I will remove degenerate variables. Then, I will impute missings using the recipes package. I use step_impute_mode() to substitute missing values of categorical variables by the mode of those variables.

# Remove degenerate vars
Soybean_without_degenerate <- Soybean |>
    select(-c(degenerate_predictors$predictor))

# Create the recipe, imputing missing categorical predictor values with their mode
soybean_recipe <- recipe(Class ~ ., data = Soybean_without_degenerate) |> 
    step_impute_mode(all_nominal_predictors())

# Prepare and apply the recipe
prepped_recipe <- prep(soybean_recipe)
imputed_soybean <- bake(prepped_recipe, new_data = Soybean)

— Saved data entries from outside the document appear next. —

PR #49, opened 2023-09-11
Cover empty name selectors

jg-rp:
Cover name selectors that are an empty string literal. Like `$['']` and `$[""]`.


gregsdennis (approved):
These pass for my implementation.

PR #50, opened 2023-09-11
Cover equality of numbers inc literal fractions and exponents

jg-rp:
For reference, this is the relevant part of the grammar.

```plain
literal             = number / string-literal /
                      true / false / null
number              = (int / "-0") [ frac ] [ exp ] ; decimal number
frac                = "." 1*DIGIT                  ; decimal fraction
exp                 = "e" [ "-" / "+" ] 1*DIGIT    ; decimal exponent
```

### DIFF
--- a/cts.json
+++ b/cts.json
@@ -2177,6 +2177,227 @@
       ]
     },
     {
+      "name": "filter, equals number, zero and negative zero",
+      "selector": "$[?@.a==-0]",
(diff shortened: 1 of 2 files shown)


gregsdennis (approved):
The ones with `+` don't pass for me, but I think that's a bug.  The tests look right.  (fixed now)

PR #51, opened 2023-09-12
Cover expressions as function arguments

jg-rp:
These additional test cases don't make a lot of real world sense, but short of defining one or more non-standard function extensions specifically for testing, it's the best I could come up with.

Relevant grammar:

```plain
function-expr       = function-name "(" S [function-argument
                         *(S "," S function-argument)] S ")"
function-argument   = literal /
                      filter-query / ; (includes singular-query)
                      logical-expr /
                      function-expr

logical-expr        = logical-or-expr
logical-or-expr     = logical-and-expr *(S "||" S logical-and-expr)
                        ; disjunction
                        ; binds less tightly than conjunction
logical-and-expr    = basic-expr *(S "&&" S basic-expr)
                        ; conjunction
                        ; binds more tightly than disjunction

basic-expr          = paren-expr /
                      comparison-expr /
                      test-expr

paren-expr          = [logical-not-op S] "(" S logical-expr S ")"
                                        ; parenthesized expression
```

### DIFF
--- a/cts.json
+++ b/cts.json
@@ -3820,6 +3820,48 @@
       "invalid_selector": true
     },
     {
+      "name": "functions, arguments, parenthesized expression",
+      "selector": "$[?match((@.a), ('a.*'))]",
+      "document": [
+        {
+          "a": "ab"
+        },
+        {
+          "a": "ba"
+        }
+      ],
+      "result": [
+        {
+          "a": "ab"
+        }
+      ]
+    },
+    {
+      "name": "functions, arguments, function expression",
+      "selector": "$.values[?match(@.a, value($..['regex']))]",
+      "document": {
+        "regex": "a.*",
+        "values": [
+          {
+            "a": "ab"
+          },
+          {
+            "a": "ba"
+          }
+        ]
+      },
+      "result": [
+        {
+          "a": "ab"
+        }
+      ]
+    },
+    {
+      "name": "functions, arguments, type mismatch, value type and logical type",
+      "selector": "$[?length(@.a==@.b)>2]",
+      "invalid_selector": true
+    },
+    {
       "name": "functions, count, count function",
       "selector": "$[?count(@..*)>2]",
       "document": [
--- a/tests/functions/arguments.json
+++ b/tests/functions/arguments.json
@@ -1,0 +1,25 @@
+{
+  "tests": [
+    {
+      "name": "parenthesized expression",
+      "selector": "$[?match((@.a), ('a.*'))]",
+      "document" : [{"a": "ab"}, {"a": "ba"}],
+      "result": [
+        {"a": "ab"}
+      ]
+    },
+    {
+      "name": "function expression",
+      "selector": "$.values[?match(@.a, value($..['regex']))]",
+      "document" : {"regex": "a.*", "values": [{"a": "ab"}, {"a": "ba"}]},
+      "result": [
+        {"a": "ab"}
+      ]
+    },
+    {
+      "name": "type mismatch, value type and logical type",
+      "selector": "$[?length(@.a==@.b)>2]",
+      "invalid_selector": true
+    }
+  ]
+}


cts.json
```diff
@@ -3819,6 +3819,58 @@
...
+      },
+      "result": [
+        {
+          "a": "ab"
+        }
+      ]
+    },
+    {
+      "name": "functions, arguments, comparison expression",
+      "selector": "$[?length(@.a==@.b)>2]",
```
gregsdennis, line 3861: I'm not sure what this one is trying to do.  `@.a==@.b` yields a `LogicalType`, but `length()` takes a `ValueType`.  This path is semantically invalid (syntactically valid, though).  It shoudl error.

gregsdennis (changes requested):

cts.json
jg-rp: The intention was to test that a comparison expression is a valid function argument, within the confines of the standard function extensions. 

I see that if `LogicalTrue` and `LogicalFalse` are not equal to JSON `true` and `false`, then the result of `@.a==@.b` would not be a `ValueType`, making the query invalid.

If `LogicalType` can be used in place of a JSON Boolean (implicitly converting it to a `ValueType`?), I would expect `length()` to return `Nothing`, and the comparison between `Nothing` and `2` to result in `LogicalFalse`.

I'm not sure, and I can always define some mock functions that do accepts a `LogicalType` parameter, outside of the CTS.

gregsdennis: We opted to separate the result of a boolean expression from the JSON literals `true` and `false` and recognize that the JSON literals are just tokens that don't carry any meaning.  There's good reason to do this, and I'll let you peruse the issues for more, but the main was that if we didn't separate these concepts, then test expressions would be ambiguous.

For example, consider the complete expression `@.foo`.  Is this testing whether `foo` exists, or whether `foo` contains a JSON `true`?  Unless we are explicit that the JSON `true` is separate from logical true, this can't be determined.

I expect that this test case should generate an error.  @glyn can you confirm, please?  What's the rule for syntactically correct but semantically incorrect paths?

jg-rp: Thank you, @gregsdennis , that makes sense. I've provisionally marked that test case as invalid and given it a more relevant name.

[Section 2.4.9](https://datatracker.ietf.org/doc/html/draft-ietf-jsonpath-base-20#section-2.4.9) has some examples that cover of this kind of thing. I had missed that before.

cts.json
```diff
@@ -3819,6 +3819,48 @@
...
+      "result": [
+        {
+          "a": "ab"
+        }
+      ]
+    },
+    {
+      "name": "functions, arguments, function expression",
+      "selector": "$.values[?match(@.a, value($..['regex'])]",
+      "document": {
```
f3ath, line 3842: For an invalid selector, the document is irrelevant and should be omitted.

jg-rp: Unless I've misunderstood (quite possible :smiley:), `$.values[?match(@.a, value($..['regex'])]` looks like a valid query, and the given result is correct when applied to that document.

1. `$..['regex']` evaluates to a nodelist, of `NodesType`, which happens to contain a single node.
2. `value()` accepts a `NodesType` argument and returns a `ValueType`. In this case `value($..['regex'])` evaluates to `"a.*"`, because its argument contains a single node.
3. `match()` is called with the `ValueType` implicitly converted from the singular query `@.a`, and the `ValueType`  (`"a.*"`) from the call to `value()`.

gregsdennis: The idea is good, but the path is invalid.  It needs another `)`

```jsonpath
$.values[?match(@.a, value($..['regex']))]
```

Tested at https://json-everything.net/json-path.

jg-rp: Thanks. Looks like I have some issues with unbalanced bracket detection.

cts.json
```diff
@@ -3819,6 +3819,48 @@
       "selector": "$[-1:-10:-231584178474632390847141970017375815706539969331281128078915168015826259279872]",
       "invalid_selector": true
     },
+    {
+      "name": "functions, arguments, parenthesized expression",
+      "selector": "$[?match((@.a), ('a.*'))]",
```
f3ath, line 3824: I'm not sure this is correct. Here's how I see it. The parens around the arguments can only be used in a `logical-exp`, which building blocks (apart from the parens, `&&`, `||`) are `comparison-expr` and `test-expr`. So `@.a` and `a.*` are `test-expr` meaning they are `LogicalType`. But `match()` only accepts `ValueType` arguments, therefore the expression is not well-typed and the implementation must raise an error.

gregsdennis: I see where you're going with this. I'm mobile right now, but it can be tested at https://json-everything.net/json-path.

f3ath: @gregsdennis 
image

f3ath: One can argue that it could be better not to allow `logical-expr` in
```abnf
function-argument   = literal /
                      filter-query / ; (includes singular-query)
                      logical-expr /
                      function-expr
 ```

Comment (f3ath) [reply cts.json:3824]: FWIW my implementation did not allow parens in function args until now. This is a useful test, there's just no such standard function that can be used in it. In my implementation I introduced a non-standard logical function to have this case covered.

Comment (gregsdennis) [reply cts.json:3824]: > One can argue that it could be better not to allow logical-expr in...

We don't want to preclude the possibility of someone registering such a function if it proves useful.

Comment (cabo) [reply cts.json:3824]: > `$[?match((@.a), ('a.*'))]`

```
$ pbpaste | jpt -
/Users/cabo/lib/ruby/gems/3.2.0/gems/jpt-0.1.2/lib/jpt.rb:84:in `from_jp': Expected one of " ", "\t", "\n", "\r", "==", "!=", "<=", ">=", "<", ">" at line 1, column 23 (byte 23) after [?match((@.a), ('a.*' (RuntimeError)
Expected one of " ", "\t", "\n", "\r", "==", "!=", "<=", ">=", "<", ">" at line 1, column 23 (byte 23):
$[?match((@.a), ('a.*'))]
~~~~~~~~~~~~~~~~~~~~~~^
```
Clearly, ('a.*') is not a logical-expr, so the ABNF grammar forbids this.

> `$[?match((@.a), 'a.*')]`

```
$ pbpaste | jpt -
["$", ["filt", ["func", "match", ["@", "a"], "a.*"]]]
```

Comment (gregsdennis) [reply cts.json:3824]: My implementation still doesn't like `$[?match((@.a), 'a.*')]`.  Removing the parentheses around `@.a` works, though.

I think @f3ath's analysis is correct that `(@.a)` is interpreted as a general expression (yielding `LogicalType`).  Specifically, it doesn't meet the requirements of a singular query.

The relevant spec section is [2.4.3](https://www.ietf.org/archive/id/draft-ietf-jsonpath-base-21.html#section-2.4.3), toward the bottom:

> (2) The arguments of the function expression are well-typed when each argument of the function can be used for the declared type of the corresponding parameter, according to one of the following conditions:
> 
> - ...
> - When the declared type of the parameter is ValueType and the argument is one of the following:
>     - A value expressed as a literal.
>     - A singular query. In this case:
>       - If the query results in a nodelist consisting of a single node, the argument is the value of the node.
>       - If the query results in an empty nodelist, the argument is the special result Nothing.

Now, it could be argued that `(@.a)` can be determined to be a singular query _at runtime_, after the query runs and results are returned, but simple syntactic analysis doesn't allow `(@.a)` where a `ValueType` is expected.

However, making this argument means that the query's well-typedness can't be determined until runtime, which (to me) seems to violate section [2.1](https://www.ietf.org/archive/id/draft-ietf-jsonpath-base-21.html#section-2.1):

> A JSONPath implementation MUST raise an error for any query which is not well-formed and valid. The well-formedness and the validity of JSONPath queries are independent of the JSON value the query is applied to. **No further errors relating to the well-formedness and the validity of a JSONPath query can be raised during application of the query to a value.** This clearly separates well-formedness/validity errors in the query from mismatches that may actually stem from flaws in the data.

Comment (f3ath) [reply cts.json:3824]: @gregsdennis Can you please clarify why the well-typedness can't be determined at compile time? Given a function whose arguments' types are known at compile type, that each argument is exactly one of `ValueType`, `NodesType`, or ` LogicalType`, and considering the type (Nodes to Value and Nodes to Logical) it should be possible IMO.

Comment (gregsdennis) [reply cts.json:3824]: I was just saying that if you were to wait until runtime to determine if a query were singular, then you wouldn't be able to determine well-typedness until runtime, either, since well-typedness can depend on whether a query is singular.

---

The primary problem is that `(@.a)` is _syntactically_ a filter expression.  Expressions return `LogicalType`.  (In the context of an expression, a path on its own is an existence test, which returns `LogicalType`.)

Furthermore, we don't (and probably shouldn't) have a conversion _from_ `LogicalType`.

This means that the expression isn't well-formed as `match()` isn't receiving correctly-typed arguments.

Comment (f3ath) [reply cts.json:3824]: Ah, understood.

Comment (gregsdennis) [reply cts.json:3824]: @cabo does this mean that the test you [showed](https://github.com/jsonpath-standard/jsonpath-compliance-test-suite/pull/51#discussion_r1335207281) has a bug, or am interpreting this wrong?

Comment (cabo) [reply cts.json:3824]: Well, the problem is that a reasonable parser implementation will discard the () around `@.a`, so the fact that this was syntactically a logicaltype is not visible to the semantic processing.

If I force this by doing one of

``` 
$[?match(!(@.a), 'a.*')]
$[?match(!@.a, 'a.*')]
$[?match((@.a && @.a), 'a.*')]
```

I get one of

```
*** Cannot use ["not", ["@", "a"]] with declared_type logical for required type value in ["func", "match", ["not", ["@", "a"]], "a.*"]
*** Cannot use ["and", ["@", "a"], ["@", "a"]] with declared_type logical for required type value in ["func", "match", ["and", ["@", "a"], ["@", "a"]], "a.*"]
```

Giving pure parentheses a type-coercing semantics is a flaw that overly complicated languages such as C++ have, but that I didn't know we had put into JSONPath.  Now I have to think how to integrate this into jpt's parser/ast generator.

jg-rp:
I'm inclined to scrap this PR in favour of a new one, "Cover well-typedness of standard functions", which can add to existing test file in `tests/functions/`.

That would leave handling of redundant parentheses and covering well-typedness of functions accepting `LogicalType` arguments as a separate issues.

Any objections?

gregsdennis:
I don't have problems with adding commits to this.

If you create a new PR, please link back to this one to capture the conversation.

cts.json
gregsdennis: > reasonable parser implementation will discard the () around `@.a`

I'm not convinced of this.  Reasonability is subjective.

cabo: s/reasonable parser/parser written by someone who has done expression language parsers before/

The AST gets a bit ugly when you need to include the parens as a node.
Of course, it can be done.

gregsdennis:
@jg-rp do you have the time/ability to continue with this?

jg-rp:
I've gone ahead an created PR #53 covering the use of function expressions as function arguments for some of the standard function extensions.

I'll open new issues shortly related to the extra parentheses discussion here, and to summarise the theoretically valid combinations of nested function expressions that **can't** be covered using standard function extensions alone.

# Show number of missings for all variables
imputed_soybean |> skim()

Data summary
Name	imputed_soybean
Number of rows	683
Number of columns	33
_______________________
Column type frequency:
factor	33
________________________
Group variables	None

Variable type: factor

skim_variable	complete_rate	ordered	n_unique	top_counts
date	1	FALSE	7	5: 150, 4: 131, 3: 118, 2: 93
plant.stand	1	TRUE	2	0: 390, 1: 293
precip	1	TRUE	3	2: 497, 1: 112, 0: 74
temp	1	TRUE	3	1: 404, 2: 199, 0: 80
hail	1	FALSE	2	0: 556, 1: 127
crop.hist	1	FALSE	4	2: 235, 3: 218, 1: 165, 0: 65
area.dam	1	FALSE	4	1: 228, 3: 187, 2: 145, 0: 123
sever	1	FALSE	3	1: 443, 0: 195, 2: 45
seed.tmt	1	FALSE	3	0: 426, 1: 222, 2: 35
germ	1	TRUE	3	1: 325, 2: 193, 0: 165
plant.growth	1	FALSE	2	0: 457, 1: 226
leaves	1	FALSE	2	1: 606, 0: 77
leaf.halo	1	FALSE	3	2: 426, 0: 221, 1: 36
leaf.marg	1	FALSE	3	0: 441, 2: 221, 1: 21
leaf.size	1	TRUE	3	1: 411, 2: 221, 0: 51
leaf.shread	1	FALSE	2	0: 587, 1: 96
leaf.malf	1	FALSE	2	0: 638, 1: 45
stem	1	FALSE	2	1: 387, 0: 296
lodging	1	FALSE	2	0: 641, 1: 42
stem.cankers	1	FALSE	4	0: 417, 3: 191, 1: 39, 2: 36
canker.lesion	1	FALSE	4	0: 358, 2: 177, 1: 83, 3: 65
fruiting.bodies	1	FALSE	2	0: 579, 1: 104
ext.decay	1	FALSE	3	0: 535, 1: 135, 2: 13
int.discolor	1	FALSE	3	0: 619, 1: 44, 2: 20
fruit.pods	1	FALSE	4	0: 491, 1: 130, 3: 48, 2: 14
fruit.spots	1	FALSE	4	0: 451, 4: 100, 1: 75, 2: 57
seed	1	FALSE	2	0: 568, 1: 115
mold.growth	1	FALSE	2	0: 616, 1: 67
seed.discolor	1	FALSE	2	0: 619, 1: 64
seed.size	1	FALSE	2	0: 624, 1: 59
shriveling	1	FALSE	2	0: 645, 1: 38
roots	1	FALSE	3	0: 582, 1: 86, 2: 15
Class	1	FALSE	19	bro: 92, alt: 91, fro: 91, phy: 88

# Plot all (imputed) predictors
imputed_soybean |>
    # Get predictors
    select(-Class) |>
    mutate(across(everything(), ~ as.character(.) |> as.factor())) |>
    pivot_longer(everything(), names_to = "predictor") |>
    ggplot(aes(value)) +
    geom_bar() +
    facet_wrap(~predictor, scales = "free") +
    labs(
        subtitle = "Categorical Variables",
        x = "",
        y = "Frequency"
    ) +
    theme_classic()

# Check if there are any more degenerate predictors after imputation
imputed_soybean |>
    select(-Class) |>
    nearZeroVar(freqCut = 20, uniqueCut = 10, saveMetrics = TRUE) |>
    as.data.frame() |>
    rownames_to_column("predictor") |>
    # Filter for predictors with near zero variance
    filter(nzv == TRUE)

[1] predictor     freqRatio     percentUnique zeroVar       nzv          
<0 rows> (or 0-length row.names)

I imputed the missing values with the mode of each predictor, so that there are no longer any missing predictor data. After imputation, I confirmed that there are still no degenerate predictors.